On April 10, Inspector General Ken Mead reported to Congress on problems with FAA’s ongoing efforts to modernize its oceanic air traffic control. The agency has spent $233 million on this goal since 1995, but flights in US-controlled Atlantic and Pacific airspace are still monitored via old-fashioned HF voice radio and paper flight strips. Throwing in the towel on previous efforts, in June 2001 FAA awarded a $217 million contract to Lockheed Martin for the Advanced Technologies and Oceanic Procedures (ATOP) system, to be installed at Oakland, Anchorage, and New York. Privatized Nav Canada, which was busy implementing its own automated oceanic system called GAATS, declined to bid originally, but made an unsolicited proposal in May 2001, just a month before the contract award. That bid reportedly was for around $115 million (including estimates of adaptation and integration costs). That offer was rejected.

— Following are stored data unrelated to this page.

PR #473, opened 2022-11-20
More test category cleanup

haxscramper:
- Move constraints "category"  to tests/generics/tconstraints.nim -- single file is  not a "category",  you can just  run testament in  a single-file mode, it is not that hard.
- Enums to tests/lang_defs/enum/
- Concepts to tests/lang_experimental/concepts/  -- they *are* experimental right now anyway
- tests/lang_exprs/compiles/ -- compiles is an expression built-in magic?
- tests/lang_stmts/controlflow/   --   was    testing   block   and   other
  statement-related things
- tests/lang_types/ -- ranges and types,  most likely will have some string
  and int-related magic
- tests/stdlib/strings/tcnstseq.nim -- was a single-file category
- tests/stdlib/strings/tconcat.nim   --   another  single-file   "category"
  removed.


haxscramper:
Three single-file categories, FFS who *managed* this test suite before? Oh, right, it was thrown in here **six years ago** and only briefly touched since then https://github.com/nim-lang/Nim/commit/20b5f31c03fb556ec0aa2428a40adbac004d8987

PR #770, opened 2023-06-21
testament: small architectural refactoring

zerbina:
## Summary

Make `TSpec` a pure description of the test specification and don't
reuse it for storing test output. This moves decision-making regarding
whether or not to run a test out of specification parsing, and slightly
improves `testament`s general architecture.

## Details

* remove the `err` property from `TSpec`
* make `inCurrentBatch` a property of `TTest` (instead of `TSpec`)
* introduce the `CompileOutput` type, which captures the output of a
  compiler invocation -- `callNimCompiler` now returns an instance of it
* move early decision-making about what to do with a test (is it
  disabled?, the specification invalid?, etc.) into the new
  `computeEarly` procedure
* adjust `testSpec` and `testSpecWithNimcache` to use `computeEarly`

Due to `compilerOutputTests` re-using `CompileOutput` (previously
`TSpec`) for temporary storage, `CompileOutput` still stores a
`TResultEnum` instead of just a simple boolean.

Multiple types and globals in `spec.nim` can now be moved to
`testament.nim`, but for the sake of a smaller changeset, this is left
to a follow-up commit.

### DIFF
--- a/testament/specs.nim
+++ b/testament/specs.nim
@@ -9,7 +9,6 @@
 
 import
   std/[
-    sequtils,
     parseutils,
     strutils,
     os,
@@ -18,7 +17,8 @@ import
     tables,
     hashes,
     sets
-  ]
+  ],
+  system/platforms
 
 type TestamentData* = ref object
   # better to group globals under 1 object; could group the other ones here too
@@ -32,6 +32,7 @@ var
   skips*: seq[string]
 
 let testamentData0* = TestamentData()
+# TODO: ^^ move to ``testament.nim``
 
 type
   TTestAction* = enum
@@ -106,8 +107,13 @@ type
     ccodeCheck*: seq[string] ## List of peg patterns that need to be
     ## searched for in the generated code. Used for backend code testing.
     maxCodeSize*: int ## Maximum allowed code size (in bytes) for the test.
-    err*: TResultEnum
-    inCurrentBatch*: bool
+    disabledOs*: set[OsPlatform]
+      ## the OS'es the test is disabled for
+    disabledCpu*: set[CpuPlatform]
+      ## the cpu architectures the test is disabled for
+    disable32bit*: bool
+      ## whether the test is disabled on 32-bit systems
+
     targets*: set[TTarget]
     specifiedTargets*: set[SpecifiedTarget] ## targets as described by the spec
     matrix*: seq[string]
@@ -125,7 +131,6 @@ type
     timeout*: float ## in seconds, fractions possible, but don't rely on
     ## much precision
     inlineErrors*: seq[InlineError] ## line information to error message
-    debugInfo*: string ## debug info to give more context
     knownIssues*: seq[string] ## known issues to be fixed
     labels*: seq[string] ## user-added metadata
 
@@ -138,6 +143,7 @@ type
 
 # Exported global RetryContainer object.
 var retryContainer* = RetryContainer(retry: false)
+# TODO: ^^ move to ``testament.nim``
 
 proc getCmd*(s: TSpec): string =
   ## Get runner command for a given test specification
@@ -317,6 +323,7 @@ proc initSpec*(filename: string): TSpec =
   result.file = filename
 
 proc isCurrentBatch*(testamentData: TestamentData; filename: string): bool =
+  # TODO: move elsewhere
   if testamentData.testamentNumBatch != 0:
     hash(filename) mod testamentData.testamentNumBatch == testamentData.testamentBatch
   else:
@@ -327,14 +334,6 @@ proc parseSpec*(filename: string,
                 nativeTarget: TTarget): TSpec =
   ## Extract and parse specification for a given file path
   result.file = filename
-
-  when defined(windows):
-    let cmpString = result.file.replace(r"\", r"/")
-  else:
-    let cmpString = result.file
-  if retryContainer.retry and not retryContainer.names.anyIt(cmpString == it[0]):
-    result.err = reDisabled
-    return result
 
   let specStr = extractSpec(filename, result)
   var ss = newStringStream(specStr)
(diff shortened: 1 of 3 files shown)


testament/testament.nim
```diff
@@ -79,6 +83,20 @@ type
...
+    nimout: string ## compiler output
+    output: string ## test output
+
+    # information related to reported compiler errors (unused if
+    # none were reported):
+    file, msg: string
+    line, column: int
+
+    debugInfo: seq[string] ## debug info to give more context
+    err: TResultEnum       ## the reason the test failed (or succeeded)
```
zerbina, line 97: This is going to be turned into a boolean as part of one of the following refactors.

testament/specs.nim
```diff
@@ -431,33 +430,32 @@ proc parseSpec*(filename: string,
...
         of "win", "windows":
-          when defined(windows): result.err = reDisabled
+          result.disabledOs.incl OsPlatform.windows
         of "linux":
-          when defined(linux): result.err = reDisabled
+          result.disabledOs.incl OsPlatform.linux
         of "bsd":
-          when defined(bsd): result.err = reDisabled
+          result.disabledOs.incl {netbsd, freebsd, openbsd}
         of "osx", "macosx": # xxx remove `macosx` alias?
```
haxscramper, line 443: On the `macosx` alias `xxx`: we can print warning/here for the time being

haxscramper (approved):
Aside from one minor comments (technically unrelated), this looks good to me.

testament/testament.nim
```diff
@@ -79,6 +83,20 @@ type
...
+  CompilerOutput = object
+    ## Describes the output of a a compiler invocation.
+    cmd: string    ## the command that was run
+    nimout: string ## compiler output
+    output: string ## test output
+
+    # information related to reported compiler errors (unused if
+    # none were reported):
+    file, msg: string
+    line, column: int
```
haxscramper, line 94: And I think I would've used a dedicated type for the <file:line:col> triple (if we don't have suitable, then create) and put the whole thing as `Optional[]` so it would've be two explicitly optional fields. 


Or use 4-tuple of file:line:col:msg with the same wrapper.

haxscramper: But that's just IMO, so can be ignored

testament/testament.nim
```diff
@@ -1040,16 +1058,44 @@ func defaultTargets(category: Category): set[TTarget] =
...
+  let cmpString =
+    when defined(windows):  spec.file.replace(r"\", r"/")
+    else:                   spec.file
+
+  if retryContainer.retry and not retryContainer.names.anyIt(cmpString == it[0]):
+    # we're retrying failed test and the test is not in the retry-set
+    reDisabled
+  elif spec.parseErrors.len > 0:
+    reInvalidSpec
+  elif targetOS in spec.disabledOs or targetCPU in spec.disabledCpu:
```
saem, line 1072: this is much nicer.

testament/testament.nim
```diff
@@ -79,6 +83,20 @@ type
     startTime: float
     debugInfo: string
 
+  CompilerOutput = object
+    ## Describes the output of a a compiler invocation.
```
```suggestion
    ## Describes the output of a compiler invocation.
```

testament/testament.nim
```diff
@@ -79,6 +83,20 @@ type
...
+    cmd: string    ## the command that was run
```
saem, line 87: Perhaps it's not conveniently accessible enough for the time being, but shouldn't this be in the `TestRun` object?

testament/testament.nim
```diff
@@ -70,6 +71,9 @@ type
     startTime: float
     spec: TSpec
 
+    inCurrentBatch: bool ## whether the test is part of the current
```
saem, line 73: very small thing, entirely ignorable: I _believe_, if the blank line above this one is removed github has an easier time correctly rendering context text, otherwise the context snippet goes all the way upto `  type` on line 57/58.

testament/testament.nim
```diff
@@ -79,6 +83,20 @@ type
     startTime: float
     debugInfo: string
 
+  CompilerOutput = object
```
saem, line 85: Would `TestOutput` be better? As this combines compiler output and possibly also test binary execution output.

I'm not super fussed, it just occurred to me as I was reading and so I'm sharing, up to you.

testament/testament.nim
```diff
@@ -1040,16 +1058,44 @@ func defaultTargets(category: Category): set[TTarget] =
   else:
     standardTargets
 
-proc testSpec(r: var TResults, test: TTest) =
-  var expected = test.spec
-  if expected.parseErrors.len > 0:
-    r.addResult(test)
+proc computeEarly(spec: TSpec, inCurrentBatch: bool): TResultEnum =
+  ## Computes the early result for a test based on its `spec` and
+  ## the current configuration.
```
saem, line 1062: Nice, this is like a "pre-flight check".

saem (approved):
I like it, the small change introduces a good "seam" to break things apart along. :D

testament/specs.nim
zerbina: I've searched the tests, and it seems like there's no usage of `macosx` in any `disabled` specification. I'm going to make a follow-up for removing the alias.

testament/testament.nim
zerbina: Yep, I agree that bundling them makes sense, but I wanted to keep the amount of changes small, so decided against it.

testament/testament.nim
zerbina: `TestOutput` is how I had named it originally, but I later renamed it after noticing that that it's only used for capturing compiler output. Is there a place where it's used for execution output that I missed?

testament/testament.nim
zerbina: Yep, `TestRun` is better, placement wise. I have a next batch of refactors in the work, and, if okay with you, would include moving the field there.

saem: Yup, not at all insistent that this change be included in this PR. Sorry, should have clarified this was more observational wrt this PR.

zerbina:
Thank you for the review, @haxscramper and @saem.

testament/testament.nim
zerbina: It looks like that didn't help, but it was worth a try.

testament/testament.nim
saem: You're right, I assumed test output was being captured via the `output` field below, but that doesn't seem to be happening at this time. Also the check for actual binary execution output remains unchanged (last bit of `testSpecHelper`). Never mind. 😁

testament/specs.nim
```diff
@@ -317,6 +323,7 @@ proc initSpec*(filename: string): TSpec =
   result.file = filename
 
 proc isCurrentBatch*(testamentData: TestamentData; filename: string): bool =
+  # TODO: move elsewhere
```
krux02: It would be nice to elaborate on the reasons why things should be moved elsewhere. As personal reminders (in private projects) TODO's like this are fine, but in community projects they are very confusing when encountered by people who did not write them.

zerbina: Yep, that was an oversight on my side. I have adjusted the comment.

The Inspector General’s team visited Nav Canada in October 2001 and reported that “GAATS did meet most of the core capabilities required by FAA,” but that changes would be required to integrate it into FAA’s systems, which Nav Canada acknowledges. The IG report also highlights “challenges” facing Lockheed Martin and its Canadian subcontractor, Adacel, in meeting the April 2003 delivery schedule for the first installation at Oakland. “The bulk of the work to meet these challenges still lies ahead, which is a significant risk to deploying the new oceanic system on time.”

Meanwhile, the latest version of GAATS entered service on the North Atlantic this springand is getting glowing reviews from airline users. It incorporates both ADS (to provide regular GPS-based position updates, creating a radar-like display for controllerspreviously unheard-of in oceanic ATC) and data link (CPDLC), two key ingredients of FANS (Future Air Navigation Services). The UK’s privatized NATS has decided to license GAATS Version 21 from Nav Canada for the UK’s oeanic modernization effort. It’s too bad the FAA hasn’t gone down this lower-cost, lower-risk path.

Note: for more on GAATS, see the Wall Street Journal‘s May 9, 2002 article, “How Canada Gets Jets Across the Sea.”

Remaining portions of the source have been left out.